Expanding horizons in digital humanities research
Access to digitised texts, recordings and other documents from repositories across Europe offers a major resource for humanities research. An EU-funded project has contributed to developing a pan-European digital infrastructure to provide wider access to such information - boosting research in the field.
© viperagp #43128184, source: fotolia.com 2018
Language is the prime source-material for research in the humanities in linguistics, social sciences, history and psychology among others. Words and their organisation are the major carrier of human knowledge, emotion and culture. Language resources can be written or spoken and are stored across Europe in, for example, libraries, universities and public and private record collections and archives.
Many European countries have centres of expertise for language resources and have made great efforts to digitise these and make them more widely accessible online. However, these resources are dispersed and often use incompatible systems for cataloguing, storing, accessing and searching the information available.
This lack of common standards is a major barrier to pan-European humanities research based on written and oral records. In response, the EU-funded CLARIN network was established in 2012 to make digital language resources and tools from all over Europe and beyond accessible to researchers in the humanities and social sciences.
The EU-funded CLARIN-PLUS project has opened this research infrastructure to the wider world. Earlier work built a pan-European federation of language resource centres and set out common digital standards. This work was primarily internal and preparatory.
CLARIN-PLUS centred on the externalisation of this CLARIN infrastructure. It has extended the infrastructure partnership to 40 centres across the Member States. A new state-of-the-art online central platform offers much improved accessibility for researchers and more visibility to the wider world.
The project has improved the structure and content of the CLARIN portal and implemented and shared the latest web-technologies with the consortium members.
CLARIN-PLUS sets out a value proposition for researchers in the humanities, says project coordinator Franciska de Jong of the Utrecht Institute of Linguistics. By reaching out to other research communities, organisations and countries, explaining what they need to do to join us, we are growing the CLARIN network.
De Jong is executive director of CLARIN ERIC, the governing body of the CLARIN infrastructure.

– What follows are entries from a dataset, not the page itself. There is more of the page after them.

PR #3864, opened 2019-12-11
Add release notes for remaining APIs

jskeet:
Many of these are just links to other packages. For the Spanner admin APIs we *may* want to add more detailed histories at some point, but it's better to have something than nothing.

### DIFF
--- a/apis/Google.Cloud.Firestore/docs/history.md
+++ b/apis/Google.Cloud.Firestore/docs/history.md
@@ -1,0 +1,15 @@
+# Version history
+
+# Version 1.1.0, released 2019-12-03
+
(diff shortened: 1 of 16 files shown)


apis/Google.Cloud.Firestore/docs/history.md
```diff
@@ -0,0 +1,15 @@
+# Version history
+
+# Version 1.1.0, released 2019-12-03
```
amanda-tarafa: These are missing de links. Maybe add the links or delete the references to the issues/PRs

jskeet: Will add the links. These ones were copied from a commit.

Building an open infrastructure
The project has also reached out to build partnerships. For example work was conducted with sister infrastructure DARIAH on content and tools for digital humanities research, and with the Europeana initiative, to make their digital cultural collections visible though the CLARIN platform.

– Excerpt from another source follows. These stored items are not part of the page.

PR #3908, opened 2019-12-16
Migrate Google.Cloud.SecurityCenter.V1 to the microgenerator

jskeet:


jskeet:
If you haven't already started looking at this, don't do so for now - I want to change one of the commits :)

jskeet:
Okay, it's now as I want it to be - PTAL.

PR #3914, opened 2019-12-16
Release Google.Cloud.Speech.V1P1Beta1 version 1.0.0-beta05

jskeet:
This contains no API surface changes, just a fix to not attempt to retry streaming calls (which isn't supported).


jskeet:
(Self-reviewing - will merge on green.)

There are also exchanges with EUDAT to work on the design and implementation of a common infrastructure for research data, and with the EU-funded EOSC project which is building a digital infrastructure for scientific research at large.
The project also provided support for the digital curation of language resources which includes selection, preservation, maintenance, collection and archiving. To provide open access to these resources; the project contributed to establishing common definitions and standards between digital cultural collections. This work included setting common standards for metadata that describe the information in a specific database like a library catalogue.
The language-based research queries made of digital humanities databases can be very diverse. Examples include How was American consumer culture depicted in Europe throughout the 20th century?; Who was the real author of the Dutch national anthem?; What changing concepts are associated with war in newspapers?; and What do historical documents tell us about the relation between gender and work?
Language resources can help answer these questions; and widely accessible and available digital resources can answer more of them, faster.
Social media is a new resource for the humanities, where information is already digitised and growing exponentially. Researchers are interested in social media as a hot topic as it reflects what is happening in society today explains De Jong.
Studying social media data sets are a rich source for investigation, she says. For example investigating how tracking changes in language use might help detect changes in attitude towards topics such as religion, the EU, or colonial history. Interview data can reveal the onset of dementia, the perspective of minorities on historical events, or the influence of gender on conversational style, and is therefore also a rich source for researchers from multiple domains.